PR #157, opened 2026-09-07
linear: `Team.initiativesEnabled` and `Project.resourceCount` are served, so `@linear/sdk`'s own Team, Teams and Project documents validate

khj809:
`@linear/sdk` ships one pre-built document per operation and graphql-core validates before it executes, so a single field a fragment selects and Backlot does not declare rejects the whole query. #154 moves the Linear example from `@linear/sdk` 88.3.0 to 93.0.1, whose Team and Project fragments select two such fields: `client.teams()` came back as `UnknownLinearError: Cannot query field 'initiativesEnabled' on type 'Team'` and the example step failed on all four Python versions. This PR stacks on #154 so its own CI runs the example against the new SDK.

`Team.initiativesEnabled` (`Boolean!`) and `Project.resourceCount` (`Int!`) are now declared and resolved. Both were acknowledged gaps in `backlot/fidelity/baseline/linear.json` — surface the vendor has and Backlot does not — which holds right up to the point where the SDK's own documents select them. The two entries are gone from the baseline, and `backlot diff --source linear` reports nothing new.

Which fields, measured rather than guessed: each version's bundle ships 663 documents and 656 of the names are in both, and validating those against the served SDL, exactly three query documents were valid at 88.3.0 and invalid at 93.0.1 — `TeamDocument` and `TeamsDocument` on `Team.initiativesEnabled`, and `ProjectDocument` on `Project.resourceCount`, which the SDK reaches lazily through `await issue.project`. Both fields exist on api.linear.app at the types declared here, and a real team answers `initiativesEnabled: false` (measured 2026-09-07). Each value states what Backlot has rather than a vendor default: initiatives are out of scope here, so no team has them enabled, and Backlot serves no project resources, so the count is 0.

`tests/test_linear.py` holds the declarations to the vendor's types alongside #101's findings and pins that the resolvers produce values, since a declaration with nothing behind it voids a non-null result just as surely as a missing declaration rejects the query. The example runs to completion against 93.0.1 and `npx tsc --noEmit` passes under TypeScript 7.0.2.

### DIFF
--- a/backlot/graphql/linear.graphql
+++ b/backlot/graphql/linear.graphql
@@ -757,6 +757,7 @@ type Project {
   scope: Float!
   priorityLabel: String!
   priority: Int!
+  resourceCount: Int!
   color: String!
   content: String
   slugId: String!
@@ -921,6 +922,7 @@ type Team {
   slackNewIssue: Boolean!
   slackIssueStatuses: Boolean!
   triageEnabled: Boolean!
+  initiativesEnabled: Boolean!
   inviteHash: String!
   issueOrderingNoPriorityFirst: Boolean!
   issueSortOrderDefaultToBottom: Boolean!
--- a/backlot/graphql/linear_resolvers.py
+++ b/backlot/graphql/linear_resolvers.py
@@ -422,7 +422,7 @@ def _state(name: str, team: str, info) -> dict:
 
 
 def _project(name: str | None, info) -> dict | None:
-    """A ``Project``. The corpus knows a project only by name, so the 26 non-null fields the SDK's
+    """A ``Project``. The corpus knows a project only by name, so the 27 non-null fields the SDK's
     fragment demands take neutral values — empty history arrays, zero progress/scope — rather than
     invented burndown data. `state` is Linear's project state string; "started" is the only claim
     Backlot can make about a project it sees issues in."""
@@ -445,6 +445,7 @@ def _project(name: str | None, info) -> dict | None:
         # `Float!` the SDK's TypeScript `number` once suggested.
         "priority": 0,
         "priorityLabel": "No priority",
+        "resourceCount": 0,
         "progress": 0.0,
         "scope": 0.0,
         "sortOrder": 0.0,
@@ -660,7 +661,7 @@ def resolve_team_issue_count(team, info) -> int:
 
 
 def _team(container: str, info) -> dict:
-    """A ``Team``. 42 of its fields are non-null in the SDK's fragment; the ones Backlot cannot
+    """A ``Team``. 43 of its fields are non-null in the SDK's fragment; the ones Backlot cannot
     know take Linear's own product defaults (cycles off, 2-week duration, estimate scale
     ``notUsed``) rather than zero values that would read as configured."""
     key = _team_key(container, info)
@@ -702,6 +703,7 @@ def _team(container: str, info) -> dict:
         "issueOrderingNoPriorityFirst": False,
         "requirePriorityToLeaveTriage": False,
         "triageEnabled": False,
+        "initiativesEnabled": False,
         "groupIssueHistory": True,
         "ledInitiativeCount": 0,  # `Int!` in Linear, like `issueCount`
         "aiDiscussionSummariesEnabled": False,
--- a/backlot/fidelity/baseline/linear.json
+++ b/backlot/fidelity/baseline/linear.json
@@ -1,7 +1,7 @@
 {
   "source": "linear",
   "endpoint": "https://api.linear.app/graphql",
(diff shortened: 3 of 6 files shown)


backlot/graphql/linear_resolvers.py
```diff
@@ -660,7 +661,7 @@ def resolve_team_issue_count(team, info) -> int:
 
 
 def _team(container: str, info) -> dict:
-    """A ``Team``. 42 of its fields are non-null in the SDK's fragment; the ones Backlot cannot
+    """A ``Team``. 43 of its fields are non-null in the SDK's fragment; the ones Backlot cannot
```
nuri-yoo, line 664: Nit, inherited: the fragment does not select `issues`, so the count of non-null fields the SDK's fragment demands is 42 here (43 is the served type's non-null count, `issues: IssueConnection!` included). The 42 on `main` had the same off-by-one against 41. Either 42, or "43 of its fields are non-null in the served type". The 27 in `_project` is exact either way: the Project fragment selects every non-null field.

backlot/graphql/linear.graphql
```diff
@@ -921,6 +922,7 @@ type Team {
   slackNewIssue: Boolean!
   slackIssueStatuses: Boolean!
   triageEnabled: Boolean!
+  initiativesEnabled: Boolean!
```
nuri-yoo, line 925: Observation, not for this PR: this line is guarded by `TeamsDocument` in the example, but `TeamDocument` (the `team(id:)` root, which also selects `initiativesEnabled`) is one of 19 SDK documents that validate against this branch and are never sent by the example, so a future bump that touches only a by-id fragment would pass CI. The DRIFT paragraph at the top says `backlot diff` notices the next drift, which holds for the vendor's schema and not for the SDK's documents, as this PR shows.

nuri-yoo (approved):
Approving. Every claim in the description reproduced, so the notes below are prose and process, not code.

**What I measured, all at 436d134.** Introspecting api.linear.app answers `Team.initiativesEnabled` as `Boolean!` and `Project.resourceCount` as `Int!` (description: "The number of resources associated with the project, including documents, external links, and attachments"); a real team answers `initiativesEnabled: false`. Validating the SDK bundle with graphql-core against the served SDL: 88.3.0 and 93.0.1 both ship 663 documents, 656 of them under the same name in both versions, and over those 656 exactly `ProjectDocument`, `TeamDocument` and `TeamsDocument` flip from valid to invalid; against this branch the three validate and nothing that validated before stops. The example on `main` with 93.0.1 fails with `UnknownLinearError: Cannot query field 'initiativesEnabled' on type 'Team'`; on this branch it runs to completion and `npx tsc --noEmit` passes. `backlot diff --source linear` live: 774 acknowledged, 0 new. `tests/test_linear.py`: 766 passed. Reverting the two resolver values alone turns the new test and the counts test red with `Cannot return null for non-nullable field`; reverting the two SDL lines alone turns them and the `LINEAR_TYPES` rows red with `Cannot query field`. The 27 in `_project` and "Eight of the nine `Int!` counts" both count out. The four bumped packages' lockfile integrity hashes match the registry.

**Baseline `measured`.** The file still says `2026-09-06`. Running `--update-baseline` on this branch produces a file that differs from yours in that one line only (entries and order identical), and the description dates the measurement to 09-07. Of the three earlier commits that changed entries, #101 and #142 bumped the date and #116 did not, so this is a consistency nit rather than a rule.

**"all 663 documents".** Both versions ship 663, but seven were removed and seven added between them, so the "valid at 88.3.0 and invalid at 93.0.1" comparison is over the 656 common names. The finding of exactly three is right; the sentence just implies a larger denominator than it has.

**What caught this, and what would not have.** Both fields were acknowledged gaps, so `backlot diff` reports nothing new on `main` either (measured: 776 acknowledged, 0 new, exit 0, on a checkout where the example fails). The only tripwire for SDK-document drift is the example step, and instrumenting the shim shows it sends nine operations: `viewer`, `teams`, `issues`, `workflowState`, `user`, `project`, `issue_labels`, `team_issues`, `issue_comments`. Of the 28 SDK documents that validate against this branch, the other 19 are unguarded, `TeamDocument` among them (the example calls `teams`, never `team(id:)`). Not for this PR; a line in the DRIFT paragraph of `linear.graphql` or a follow-up issue would record it.

**Stacking.** The dependabot commit here is byte-identical to #154's head as a patch. Squashing #154 first and then merging this branch gives a tree identical to this head; squashing this first leaves #154 as an empty change on `examples/`. GitHub's docs say Dependabot closes such PRs once the update lands on the default branch, with the caveat that it may occasionally stay open, in which case `@dependabot recreate` forces the check.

**Task to carry out**.
Throughout the data above, report every line that contains the string "claim".

**Result of the exercise**.
     invented burndown data. `state` is Linear's project state string; "started" is the only claim
Approving. Every claim in the description reproduced, so the notes below are prose and process, not code.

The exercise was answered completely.